**YOUR INSTRUCTIONS:**
Give again, word for word, every line in the entries below from the line with "PR #47, opened 2021-11-16" up to and including the line with "The default value", and no other line.
BEGIN THE DATA
PR #45, opened 2021-11-15
Ensures examples build

codefromthecrypt:
This adds CI for example code TinyGo -> Wasm. Differences are ignored because compilation is not idempotent.


codefromthecrypt:
PS this completes Makefile coverage!

mathetake (approved):

mathetake:
Thank you!

PR #46, opened 2021-11-16
Ensures CI tests with Go 1.16

codefromthecrypt:
This ensures we temporarily support go 1.16 per #37

Notably, this does not attempt to run linters or other optional tasks as we use go 1.17 features such as `go run` against a versioned tag.


mathetake (approved):
Thanks!🥇

PR #47, opened 2021-11-16
Removes option to disable stack overflow guard

codefromthecrypt:
This removes risk of compilation drift by removing the option to disable stack overflow protection.

### DIFF
--- a/wasm/buildoptions/stackoverflow.go
+++ b/wasm/buildoptions/stackoverflow.go
@@ -1,0 +1,7 @@
+package buildoptions
+
+// CallStackHeightLimit is the maximum WebAssembly call stack height. This allows wazero to raise
+// wasm.ErrCallStackOverflow instead of overflowing the Go runtime.
+//
+// The default value should suffice for most use cases. Those wishing to change this can via `go build -ldflags`.
+var CallStackHeightLimit = 2000
--- a/wasm/naivevm/vm_stack.go
+++ b/wasm/naivevm/vm_stack.go
@@ -139,14 +139,15 @@ func (s *frameStack) pop() *frame {
 }
 
 func (s *frameStack) push(val *frame) {
-	if s.sp+1 == len(s.stack) {
-		if callStackHeightLimit <= s.sp {
+	newSp := s.sp + 1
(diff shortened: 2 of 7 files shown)


wasm/naivevm/vm_stack.go
```diff
@@ -137,12 +137,10 @@ func (s *frameStack) pop() *frame {
 }
 
 func (s *frameStack) push(val *frame) {
-	if buildoptions.CheckCallStackOverflow {
+	if s.sp+1 == len(s.stack) {
 		if buildoptions.CallStackHeightLimit <= s.sp {
```
codefromthecrypt, line 141: I moved this inside so that it is only hit when actually growing

wasm/buildoptions/stackoverflow.go
```diff
@@ -0,0 +1,7 @@
+package buildoptions
+
+// CallStackHeightLimit is the maximum WebAssembly call stack height. This allows wazero to raise
```
codefromthecrypt, line 3: if this doc is inaccurate help me make it better!

wasm/wazeroir/interpreter.go
```diff
@@ -70,10 +70,8 @@ func (it *interpreter) drop(r *InclusiveRange) {
 }
 
 func (it *interpreter) pushFrame(frame *interpreterFrame) {
-	if buildoptions.CheckCallStackOverflow {
-		if buildoptions.CallStackHeightLimit <= len(it.frames)-1 {
-			panic(wasm.ErrCallStackOverflow)
-		}
+	if buildoptions.CallStackHeightLimit <= len(it.frames)-1 {
```
mathetake, line 73: While there let's reduce the cost of each operation😄
```suggestion
	if buildoptions.CallStackHeightLimit <= len(it.frames) {
```

mathetake (approved):
Thanks!

codefromthecrypt:
I owe vm_stack_test.go push test backfill prior to merge

mathetake (approved):
Thanks!!!!

codefromthecrypt:
Thanks for the help!

PR #48, opened 2021-11-16
Fix cursive VM calls with naivevm runtime.

mathetake:
This commit fixes a bug that exists in naivevm implementation
around stack frames. Notably this fixes the usage of 
recursive VM calls (i.e. calling VM functions inside of the 
host function implementations). In order to test the behavior,
we enhance the host_func.go example so that we use 
the recursive VM calls. 

ps currently we only run examples with naivevm, but
we might want to run them on both engines (naivevm
and wazeroir).


codefromthecrypt (approved):
good to cover this case, as I don't think it is really an edge case!

PR #1390, opened 2023-04-21
examples(allocation): free memory after unmarshalling a result from the guest

lburgazzoli:
Signed-off-by: Luca Burgazzoli <lburgazzoli@gmail.com>


lburgazzoli:
This is the benchamrks result I get by comparing main vs this PR:

```
➜ benchstat old.txt new.txt 
goos: linux
goarch: amd64
pkg: github.com/tetratelabs/wazero/internal/integration_test/vs/compiler
cpu: Intel(R) Core(TM) i7-10850H CPU @ 2.70GHz
                          │   old.txt    │                new.txt                 │
                          │    sec/op    │    sec/op      vs base                 │
Allocation/Compile-12       12.00m ± 15%    12.16m ±  2%          ~ (p=0.699 n=6)
Allocation/Instantiate-12   598.9µ ±  1%    622.0µ ±  3%     +3.85% (p=0.009 n=6)
Allocation/Call-12          2.031µ ±  6%   28.617µ ± 24%  +1308.99% (p=0.002 n=6)
geomean                     244.4µ          600.5µ         +145.71%

                          │   old.txt    │                new.txt                 │
                          │     B/op     │     B/op       vs base                 │
Allocation/Compile-12       2.553Mi ± 0%   2.553Mi ±  0%          ~ (p=0.818 n=6)
Allocation/Instantiate-12   348.0Ki ± 0%   348.0Ki ±  0%          ~ (p=0.626 n=6)
Allocation/Call-12            48.00 ± 0%    586.00 ± 10%  +1120.83% (p=0.002 n=6)
geomean                     34.94Ki        80.45Ki         +130.26%

                          │  allocs/op  │  allocs/op   vs base               │
Allocation/Compile-12       2.023k ± 0%   2.023k ± 0%        ~ (p=1.000 n=6)
Allocation/Instantiate-12    841.5 ± 0%    841.5 ± 0%        ~ (p=1.000 n=6)
Allocation/Call-12           5.000 ± 0%    6.000 ± 0%  +20.00% (p=0.002 n=6)
geomean                      204.2         217.0        +6.27%

pkg: github.com/tetratelabs/wazero/internal/integration_test/vs/interpreter
                          │   old.txt    │               new.txt                │
                          │    sec/op    │    sec/op      vs base               │
Allocation/Compile-12       2.761m ±  8%    3.238m ± 14%  +17.27% (p=0.009 n=6)
Allocation/Instantiate-12   168.9µ ± 30%    152.4µ ± 82%        ~ (p=0.589 n=6)
Allocation/Call-12          53.99µ ± 11%   107.08µ ±  9%  +98.33% (p=0.002 n=6)
geomean                     293.1µ          375.2µ        +28.01%

                          │   old.txt    │               new.txt                │
                          │     B/op     │     B/op      vs base                │
Allocation/Compile-12       1.449Mi ± 0%   1.449Mi ± 0%         ~ (p=0.589 n=6)
Allocation/Instantiate-12   222.8Ki ± 0%   222.8Ki ± 0%         ~ (p=0.186 n=6)
Allocation/Call-12          2.241Ki ± 0%   6.569Ki ± 0%  +193.18% (p=0.002 n=6)
geomean                     90.49Ki        129.5Ki        +43.13%

                          │   old.txt   │                new.txt                │
                          │  allocs/op  │  allocs/op   vs base                  │
Allocation/Compile-12       1.076k ± 0%   1.077k ± 0%         ~ (p=0.061 n=6)
Allocation/Instantiate-12    747.0 ± 0%    747.0 ± 0%         ~ (p=1.000 n=6) ¹
Allocation/Call-12           98.00 ± 0%   264.00 ± 0%  +169.39% (p=0.002 n=6)
geomean                      428.7         596.6        +39.19%
¹ all samples are equal
```

I'm not sure if I did everything correct but it looks like there is still a large difference

internal/integration_test/vs/bench_allocation.go
```diff
@@ -51,13 +51,24 @@ func allocationCall(m Module, _ int) error {
...
 
 	// Now, we can call "greet", which reads the string we wrote to memory!
-	if err = m.CallI32I32_V(testCtx, "greet", namePtr, nameSize); err != nil {
-		return err
+	ptrSize, fnErr := m.CallI32I32_I64(testCtx, "greet", namePtr, nameSize)
+	if fnErr != nil {
+		return fnErr
 	}
 
 	// This pointer was allocated by Rust, but owned by Go, So, we have to
```
ncruces, line 59: Nit: TinyGo not Rust.

lburgazzoli: yeah, that was part already of the code so I didn't change it

ncruces:
The memory increase seems negligible (it's 1000%+, but just 500 _bytes_). My previous analysis is totally invalidated because I read Mi in the first line and assumed 500 _megabytes_ below. So please disregard that.

The CPU increase I don't know how to evaluate. Is a 20µs increase a problem?

If so, I would test a couple of things, to test the assumption that TinyGo using `cgo` might be the issue.

One is "caller allocates" convention: host calls malloc with a (perhaps oversized) buffer, passes the pointer and length in, guest returns the length.

The other is a global variable for the result. In the guest:
```go
// Use this global variable to keep the return value from an external function from being GCed.
var lastResult any

// Call this function to allow GCing the return value from an external function.
func ClearLastResult() { lastResult = nil }
```

codefromthecrypt:
I would chime in on 20us being a problem. I think it is because for example a web handler can return in less than a microsecond and tinygo is used to implement file handlers.

@dmvolod seemed to have a regression fix around tinygo recently and you can tell in these benchmarks that even using things like protobuf, the whole round trip is less than the additional overhead added here. https://github.com/knqyf263/go-plugin/pull/48

TL;DR; something's wrong and we shouldn't advocate (merge) this unless the overhead becomes more a percentage than a factor ;)

internal/integration_test/vs/bench_allocation.go
codefromthecrypt: leaving things better than you found them is a good practice! please fix typos as you see them.

lburgazzoli:
@codefromthecrypt, the second commit here, uses the patter suggested here https://github.com/tinygo-org/tinygo/issues/2787#issuecomment-1103780412

Results are:

```
➜ benchstat old.txt new.txt 
goos: linux
goarch: amd64
pkg: github.com/tetratelabs/wazero/internal/integration_test/vs/compiler
cpu: Intel(R) Core(TM) i7-10850H CPU @ 2.70GHz
panic: 
                          │   sec/op    │   sec/op     vs base                │
Allocation/Compile-12       11.93m ± 6%   12.01m ± 6%       ~ (p=0.937 n=6)
Allocation/Instantiate-12   608.9µ ± 2%   610.2µ ± 1%       ~ (p=0.937 n=6)
Allocation/Call-12          2.016µ ± 2%
geomean                     244.7µ        2.707m       +0.42%               ¹
¹ benchmark set differs from baseline; geomeans may not be comparable

                          │   old.txt    │               new.txt                │
                          │     B/op     │     B/op      vs base                │
Allocation/Compile-12       2.553Mi ± 0%   2.554Mi ± 0%  +0.02% (p=0.030 n=6)
Allocation/Instantiate-12   348.0Ki ± 0%   348.0Ki ± 0%       ~ (p=0.697 n=6)
Allocation/Call-12            48.00 ± 0%
geomean                     34.94Ki        953.9Ki       +0.01%               ¹
¹ benchmark set differs from baseline; geomeans may not be comparable

Allocation/Compile-12       2.023k ± 0%   2.034k ± 0%  +0.54% (p=0.002 n=6)
Allocation/Instantiate-12    841.0 ± 0%    841.0 ± 0%       ~ (p=1.000 n=6)
Allocation/Call-12           5.000 ± 0%
geomean                      204.1        1.308k       +0.27%               ¹
¹ benchmark set differs from baseline; geomeans may not be comparable

pkg: github.com/tetratelabs/wazero/internal/integration_test/vs/interpreter
                          │   old.txt    │
                          │    sec/op    │
Allocation/Compile-12       3.017m ± 19%
Allocation/Instantiate-12   154.9µ ± 14%
Allocation/Call-12          58.87µ ± 10%
geomean                     301.9µ

                          │   old.txt    │
                          │     B/op     │
Allocation/Compile-12       1.449Mi ± 0%
Allocation/Instantiate-12   222.8Ki ± 0%
Allocation/Call-12          2.239Ki ± 0%
geomean                     90.46Ki

                          │   old.txt   │
                          │  allocs/op  │
Allocation/Compile-12       1.077k ± 0%
Allocation/Instantiate-12    747.0 ± 0%
Allocation/Call-12           98.00 ± 0%
geomean                      428.8

panic: runtime error: invalid memory address or nil pointer dereference
                          │   new.txt    │
                          │    sec/op    │
Allocation/Compile-12       2.902m ± 13%
Allocation/Instantiate-12   150.6µ ±  4%
geomean                     661.2µ

                          │   new.txt    │
                          │     B/op     │
Allocation/Compile-12       1.458Mi ± 0%
Allocation/Instantiate-12   222.8Ki ± 0%
geomean                     576.7Ki

                          │   new.txt   │
                          │  allocs/op  │
Allocation/Compile-12       1.087k ± 0%
Allocation/Instantiate-12    747.0 ± 0%
geomean                      901.1
```

internal/integration_test/vs/bench_allocation.go
lburgazzoli: done

codefromthecrypt:
hmm `panic: runtime error: invalid memory address or nil pointer dereference` so I think something is busted, but luckily doesn't need the benchmark to find it. Can you have a look at `TestAllocation`?.

internal/integration_test/vs/bench_allocation.go
```diff
@@ -37,7 +37,7 @@ func init() {
 
 func allocationCall(m Module, _ int) error {
 	nameSize := uint32(len(allocationParam))
-	// Instead of an arbitrary memory offset, use Rust's allocator. Notice
+	// Instead of an arbitrary memory offset, use guest's allocator. Notice
```
codefromthecrypt, line 40: nit: "guest" isn't a proper name, so please switch to TinyGo or "the guest"

internal/integration_test/vs/runtime.go
```diff
@@ -183,6 +184,18 @@ func (m *wazeroModule) CallI32I32_V(ctx context.Context, funcName string, x, y u
 	return
 }
 
+func (m *wazeroModule) CallI32I32_I64(ctx context.Context, funcName string, x, y uint32) (uint64, error) {
+	results, err := m.funcs[funcName].Call(ctx, uint64(x), uint64(y))
+	if err != nil {
+		return 0, err
+	}
+	if len(results) > 0 {
```
codefromthecrypt, line 192: this should never be true, basically this is a bug if the sig is I32I32_I64, so panic or return an error.

lburgazzoli:
@codefromthecrypt  with the latest commit which implements the suggestion in https://github.com/tinygo-org/tinygo/issues/2787#issuecomment-1103780412, the results are:

```
➜ benchstat old.txt new.txt 
goos: linux
goarch: amd64
pkg: github.com/tetratelabs/wazero/internal/integration_test/vs/compiler
cpu: Intel(R) Core(TM) i7-10850H CPU @ 2.70GHz
Allocation/Compile-12       11.93m ± 6%   11.96m ± 4%        ~ (p=1.000 n=6)
Allocation/Instantiate-12   608.9µ ± 2%   624.0µ ± 2%   +2.47% (p=0.041 n=6)
Allocation/Call-12          2.016µ ± 2%   2.488µ ± 4%  +23.41% (p=0.002 n=6)
geomean                     244.7µ        264.8µ        +8.23%

Allocation/Compile-12       2.553Mi ± 0%   2.554Mi ± 0%   +0.03% (p=0.041 n=6)
Allocation/Instantiate-12   348.0Ki ± 0%   352.2Ki ± 0%   +1.22% (p=0.002 n=6)
Allocation/Call-12            48.00 ± 0%     56.00 ± 0%  +16.67% (p=0.002 n=6)
geomean                     34.94Ki        36.93Ki        +5.71%

                          │  allocs/op  │  allocs/op   vs base               │
Allocation/Compile-12       2.023k ± 0%   2.033k ± 0%   +0.49% (p=0.002 n=6)
Allocation/Instantiate-12    841.0 ± 0%    843.0 ± 0%   +0.24% (p=0.002 n=6)
Allocation/Call-12           5.000 ± 0%    6.000 ± 0%  +20.00% (p=0.002 n=6)
geomean                      204.1         217.5        +6.52%

pkg: github.com/tetratelabs/wazero/internal/integration_test/vs/interpreter
                          │    sec/op    │    sec/op     vs base               │
Allocation/Compile-12       3.017m ± 19%   2.978m ± 10%        ~ (p=1.000 n=6)
Allocation/Instantiate-12   154.9µ ± 14%   151.1µ ±  1%        ~ (p=0.310 n=6)
Allocation/Call-12          58.87µ ± 10%   65.98µ ±  3%  +12.08% (p=0.004 n=6)
geomean                     301.9µ         309.6µ         +2.55%

                          │   old.txt    │              new.txt               │
Allocation/Compile-12       1.449Mi ± 0%   1.458Mi ± 0%  +0.57% (p=0.002 n=6)
Allocation/Instantiate-12   222.8Ki ± 0%   223.0Ki ± 0%  +0.06% (p=0.002 n=6)
Allocation/Call-12          2.239Ki ± 0%   2.330Ki ± 0%  +4.06% (p=0.002 n=6)
geomean                     90.46Ki        91.86Ki       +1.55%

                          │  allocs/op  │  allocs/op   vs base              │
Allocation/Compile-12       1.077k ± 0%   1.087k ± 0%  +0.93% (p=0.002 n=6)
Allocation/Instantiate-12    747.0 ± 0%    748.0 ± 0%  +0.13% (p=0.002 n=6)
Allocation/Call-12           98.00 ± 0%   103.00 ± 1%  +5.10% (p=0.002 n=6)
geomean                      428.8         437.5       +2.03%
```

internal/integration_test/vs/runtime.go
lburgazzoli: If I add something like

```go
	if len(results) == 0 {
		panic("unexpected")
	}
```

Then it panics, but don't know exactly why

codefromthecrypt: ok lemme pull this and take a look

internal/integration_test/vs/bench_allocation.go
```diff
@@ -50,14 +50,25 @@ func allocationCall(m Module, _ int) error {
 		return err
 	}
 
-	// Now, we can call "greet", which reads the string we wrote to memory!
-	if err = m.CallI32I32_V(testCtx, "greet", namePtr, nameSize); err != nil {
-		return err
+	// Now, we can call "greeting", which reads the string we wrote to memory!
+	ptrSize, fnErr := m.CallI32I32_I64(testCtx, "greeting", namePtr, nameSize)
```
codefromthecrypt, line 54: so the main thing here is that the benchmark is doing something different than before. Due to this, it cannot be compared directly to the prior (now it is calling "greeting" but before it was calling "greet"

internal/integration_test/vs/runtime.go
codefromthecrypt: the problem is that the code was switched to the signature of "greeting" but the function name called was "greet" which didn't return a value.

codefromthecrypt:
in some ways it looks like we are doing the same thing as tinymem now.

However, mixing and matching the built-in "malloc" and "free" with an explicit version (similar to tinygo) is a little confusing I think, especially in an example.

I prefer the example either use the built-in functions like it did before or manually manage, but not both.

So if you think that we shouldn't use malloc/free exported by tinygo then I think we just inline the latest version of the code in tinymem into the example/benchmark, then refer to tinymem as a repo that does this for you.

https://github.com/tetratelabs/tinymem/blob/main/example/greeting.go

codefromthecrypt:
so to the point of @ncruces here https://github.com/tetratelabs/wazero/pull/1390#issuecomment-1517755372


> One is a "caller allocates" convention: host calls malloc with a (perhaps oversized) buffer, passes the pointer and length in, guest returns the length.

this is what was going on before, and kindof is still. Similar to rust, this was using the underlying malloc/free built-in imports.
END THE DATA
**ANSWER TO THIS PROBLEM:**
PR #47, opened 2021-11-16
Removes option to disable stack overflow guard

codefromthecrypt:
This removes risk of compilation drift by removing the option to disable stack overflow protection.

### DIFF
--- a/wasm/buildoptions/stackoverflow.go
+++ b/wasm/buildoptions/stackoverflow.go
@@ -1,0 +1,7 @@
+package buildoptions
+
+// CallStackHeightLimit is the maximum WebAssembly call stack height. This allows wazero to raise
+// wasm.ErrCallStackOverflow instead of overflowing the Go runtime.
+//
+// The default value should suffice for most use cases. Those wishing to change this can via `go build -ldflags`.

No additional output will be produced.